The team also proposes three strategies for managing patients with cancer who are at risk for COVID-19 or any other severe infectious disease. They recommend that intentional postponement of adjuvant chemotherapy or elective surgery be considered for patients with stable cancer who live in areas where disease is endemic. Stronger “personal protection provisions” could also be made for patients with cancer or for cancer survivors. Lastly, for patients with cancer who have COVID-19, especially those who are older or who have comorbidities, more intensive surveillance or treatment should be considered.

However, in comments in the Lancet Oncology, other authors in China say these findings should be interpreted with caution.

One group suggests that the increased susceptibility to COVID-19 in patients with cancer could be the result of higher rates of smoking compared with patients who did not have cancer. “Overall, current evidence remains insufficient to explain a conclusive association between cancer and COVID-19,” say Huahao Shen, PhD, of Zhejiang University School of Medicine, Hangzhou, Zhejiang, and colleagues.

Another group suggests that the significantly higher median age of patients with cancer compared with noncancer patients (63 years vs 49 years) may have contributed to poor prognosis.

These authors, led by Li Zhang, MD, PhD, and Hanping Wang, MD, of Peking Union Medical College and the Chinese Academy of Medical Sciences, Beijing, emphasize that patients with cancer need online medical counseling and that critical cases need to be identified and treated.
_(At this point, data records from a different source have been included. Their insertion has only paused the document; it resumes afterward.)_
PR #4303, opened 2015-12-14
Don't crash if the node has no tags set

thommay:
cc @chef/client-core

### DIFF
--- a/lib/chef/knife/core/node_presenter.rb
+++ b/lib/chef/knife/core/node_presenter.rb
@@ -125,8 +125,12 @@ ROLES
             summarized << <<-SUMMARY
 #{key('Recipes:')}     #{Array(node[:recipes]).join(', ')}
 #{key('Platform:')}    #{node[:platform]} #{node[:platform_version]}
+SUMMARY
+            unless node.tags.nil?
+              summarized << <<-SUMMARY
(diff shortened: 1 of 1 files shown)


lamont-granquist:
i thought we fixed this so that tags were always an array?

thommay:
There are nodes in one of my hosted orgs that cause us to crash. So we should probably nail down where this isn't happening, but do we want to take this as well?

danielsdeleo:
:\ https://github.com/chef/chef/blob/b60ad97446c064c71e5e1b03b94344eb0b5c136d/lib/chef/node.rb#L373-L377

lamont-granquist:
am i missing the edge condition there?  although that could have been `normal_unless[:tags] = []` to use the correct API that was written and tested for that case...

coderanger:
`attribute?` is (eventually) an alias for `has_key?` so if you had `{"tags": null}` in your node data it would fail.

coderanger:
Or `{"tags": {}}`, but that seems less likely to have happened.

lamont-granquist:
okay and previously that was perfectly legal and likely common...

lamont-granquist:
^ fixed that issue in Chef::Node and an identical issue in set_unless in #4309

lamont-granquist:
We should probably close this one now?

“In endemic areas outside Wuhan, decisions on whether or not to postpone cancer treatment need to made on a patient-by-patient basis and according to the risk to the patient and the prevailing situation because delays could lead to tumor progression and ultimately poorer outcomes,” they write.

The study was funded by the China National Science Foundation and the Key Project of Guangzhou Scientific Research Project. Liang and coauthors, Shen and coauthors, Zhang, Wang, and Smith have disclosed no relevant financial relationships. Markham has relationships with Aduro Biotech, Lilly, Tesaro, Novartis, and VBL Therapeutics.

This article first appeared on Medscape.com.